The
JPVC is paying a fine of $325,000 to the NASD for this action and $238,697 in restitution to the affected funds. Furthermore,
Jefferson Pilot has already paid $119,024 in restitution to the JPVF International Equity Portfolio and will pay $66,191 to the American Century Variable Products, Inc. VP International Fund and $53,482 to the Franklin Templeton Variable Insurance Products Trust Templeton Foreign Securities Fund.
The companies neither admit to nor deny the charges but have consented to the entry of the NASD's findings.

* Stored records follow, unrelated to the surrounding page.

PR #1995, opened 2022-07-27
Add what to do if NOR liaison does not appear to 3 consecutive OFOC calls.

matentzn:
As discussed during yesterdays call.


nataled (changes requested):
Fix typos and wording:

"statement of wether they intend to continue being the liason."   --->
"statement confirming the ability to continue as liaison."

nataled (changes requested):
Sorry for this, but I missed other typos the first time around and needed to make other changes, so here's the whole part to begin after "will be assigned.":

1. At the next OBO Foundry Operations Committee conference call (hereafter, "Operations call"), a liaison is selected to be responsible for the issue. This liaison becomes familiar with the new ontology and rallies the appropriate people to provide feedback.
1. At the next Operations call after that one, the liaison presents the NOR to the OBO Foundry Operations Committee and answers questions. In most cases, the information provided will be sufficient to either grant or refuse the prefix request. In some cases, the committee may choose to postpone its decision to require some clarification and fixes from the submitter.
The liaison MUST be present at the Operations call in order for the NOR case to be discussed. If the liaison does not participate for 2 consecutive Operations calls, the chair of the second call emails the liaison to request a statement confirming the ability to continue as liaison. If the liaison does not participate in 3 consecutive Operations calls and did not respond to the email above, a new liaison is assigned during that third call.

nataled (approved):

PR #1996, opened 2022-07-28
Add permissible metadata instructions to navbar

matentzn:


nataled:
Some issues here:
1) Though I understand the reason why this could be considered a policy item, to me it seems more appropriate to put it with the other metadata-related FAQs under 'Ontology display'. Perhaps a better solution would be to create another section for 'Ontology metadata' and move 'How do I edit...' and 'What is the build object...' there, along with this new FAQ question.

2) It is our intention to add more information on other fields to the new page. It will not only be about publications. We thought the FAQ question would be something like "What content goes in the metadata file?" or similar.

3) That being said, considering there is only 'publications' at the moment, the question as written is fine. Almost. It lacks context. I suggest "What do I put in the 'publications' field of the metadata file?" as the displayed question for now. This does two things: (1) indicates what precisely is being addressed; and (2) reframes the issue as one of information rather than one of restriction (changing 'can' to 'do')

nlharris (approved):

nataled (approved):
Approved, though I think the question about flagging should be under 'display'. Will re-evaluate after changes take effect.

nataled:
@matentzn  Yes, I think the question about flagging should go under 'display' rather than metadata. Technically all these require editing the metadata, but the metadata section are for questions specifically mentioning 'metadata'. 

@nlharris One other change: there should be a question mark after 'How do I cite the OBO Foundry'

Issue #1963, opened 2022-06-16
Update Members page


nlharris:
https://github.com/OBOFoundry/OBOFoundry.github.io/blob/master/docs/Membership.md

Add new members (Hande, Bill H, Shawn). Any old members to move to alumni?

Check affiliations and links. Add ORCID links where readily available.

See also issue #1358

nlharris:
See spreadsheet called "OBO Foundry Operations Committee members" in obo ops gdrive.

nlharris:
Somehow, when I did this update, I managed to leave off Hande and Bill H! Not sure how that happened.

PR #2005, opened 2022-08-02
Update members

nlharris:
as per discussion at OFOC meeting on 2022-07-26 and spreadsheet called "OBO Foundry Operations Committee members" (don't want to list the URL publicly here).
Added new members Shawn Tan and Hector Guzman-Orozco; moved some past members to Alumni; updated some affiliations; fixed some typos.

### DIFF
--- a/docs/Membership.md
+++ b/docs/Membership.md
@@ -23,45 +23,47 @@ Membership in working groups: T=technical working group, O=outreach working grou
 Current members of the OBO Foundry Operations Committee are (in alphabetical order of surname):
 
  * Jim Balhoff (T), RENCI, University of North Carolina, Chapel Hill, NC, USA
- * Mathias Brochhausen (O), University of Arkansas for Medical Sciences, Little Rock, AR, USA
  * Matt Brush (T), Unversity of Colorado Anschutz Medical Campus, Auroa, CO, USA
  * Pier Luigi Buttigieg (E, O), Alfred Wegener Institute, Helmholtz Centre for Polar and Marine Research, Bremerhaven, Germany
  * Seth Carbon (T), Lawrence Berkeley National Laboratory, Berkeley, CA, USA
- * [Melanie Courtot](http://purl.org/net/mcourtot) (O, T), EMBL-EBI, Cambridge, UK 
  * Alexander Diehl (T), University at Buffalo, Buffalo, NY, USA
  * [Damion Dooley](https://orcid.org/0000-0002-8844-9165) (O), Centre for Infectious Disease Genomics and One Health, Simon Fraser University, BC, Canada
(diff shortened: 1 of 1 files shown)


nlharris:
Oh yeah: fixes #1963

cthoyt:
Can you please add relevant start and end dates?

docs/Membership.md
```diff
@@ -23,45 +23,47 @@ Membership in working groups: T=technical working group, O=outreach working grou
...
- * [Jie Zheng](http://cbil.upenn.edu/profile-staff_bio/39) (T, O), University of Pennsylvania, Philadelphia, USA
+ * [Jie Zheng](http://cbil.upenn.edu/profile-staff_bio/39) (T, O), University of Pennsylvania, Philadelphia, PA, USA
  
 New members: follow the instructions on the [onboarding doc](https://docs.google.com/document/d/1MKhNTjZjGx6Ls72dybIV2ajYtbqtwP7O4lwxN2v3RBA/edit#heading=h.10q6n5qc13dp)
 
 Alumni:
 
  * Michael Ashburner
- * Colin Batchelor (E)
- * Eric Douglass (T)
```
cthoyt, line 62: why remove this information about what committees people served on? should that be a secret?

nlharris: I feel it was unreliable and doesn't add much, especially for alumni. And only some of them even had that info.

nlharris: > Can you please add relevant start and end dates?

Not easily, no.

cthoyt: at least for the people we're changing now we know the start and end dates. it would be nice to keep track of that going forwards

nlharris: Good idea to keep track. We know the start dates for the new additions. End dates are generally vague; I removed (alumnified) people who hadn't been active in some time, so it would be difficult to assign a specific end date. A removal date, sure.

cthoyt: I don't think you need to remove alumni, ever. This is a valuable history for the community. Only transfer people from active to alumni need to get given an "end date"

nlharris: I didn't remove any alumni (at least not on purpose) -- I think those two showed up on the 'deleted' side because I deleted the (possibly spurious) committee labels (E) etc.

cthoyt: Oh sorry I misread what you wrote. Glad we agree :)

nlharris: Cool. So can you approve this PR even though it's not 100% perfect? 🙂

cthoyt (approved):

matentzn (approved):

nlharris:
Thanks for the reviews. I'm not privileged enough to merge this.

PR #2007, opened 2022-08-02
Create bug-or-question.md

nlharris:
New category of issue template.
Note that I also suggest getting rid of ontology-review-request.md, since we no longer support human review of already-accepted ontologies.


matentzn (approved):
This is a very general issue template, but why not.

PR #2008, opened 2022-08-02
Delete ontology-review-request.md

nlharris:
I suggest deleting this as an issue template since we are not currently supporting human review of already-accepted ontologies, and there's another mechanism for submitting new ontologies for consideration.


matentzn (approved):
I approve this but others may disagree: @cstoeckert @wdduncan @lschriml

matentzn:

"Jefferson Pilot's failure to conduct a meaningful review of its supervisory systems resulted in the impermissible market timing and excessive trading, which in turn resulted in harm to other policy holders with assets in these sub-accounts," said Mary L. Schapiro, vice chairman of the NASD.
Although Jefferson Pilot had a system in place that was designed to detect block sub-account transfers that exceeded policy limits, the company failed to make sure that system was working. Because of this lapse, 292 Ensemble policyholders were able to execute more than 20 annual trades.
In 2003, two policyholders engaged in market timing, executing 116 trades beyond the contractual limit. These activities resulted in gains of $238,697. Between Jan. 1, 2001, and the end of 2003, at least 292 policyholders were in an asset-rebalancing program that exceeded contractual trading limits.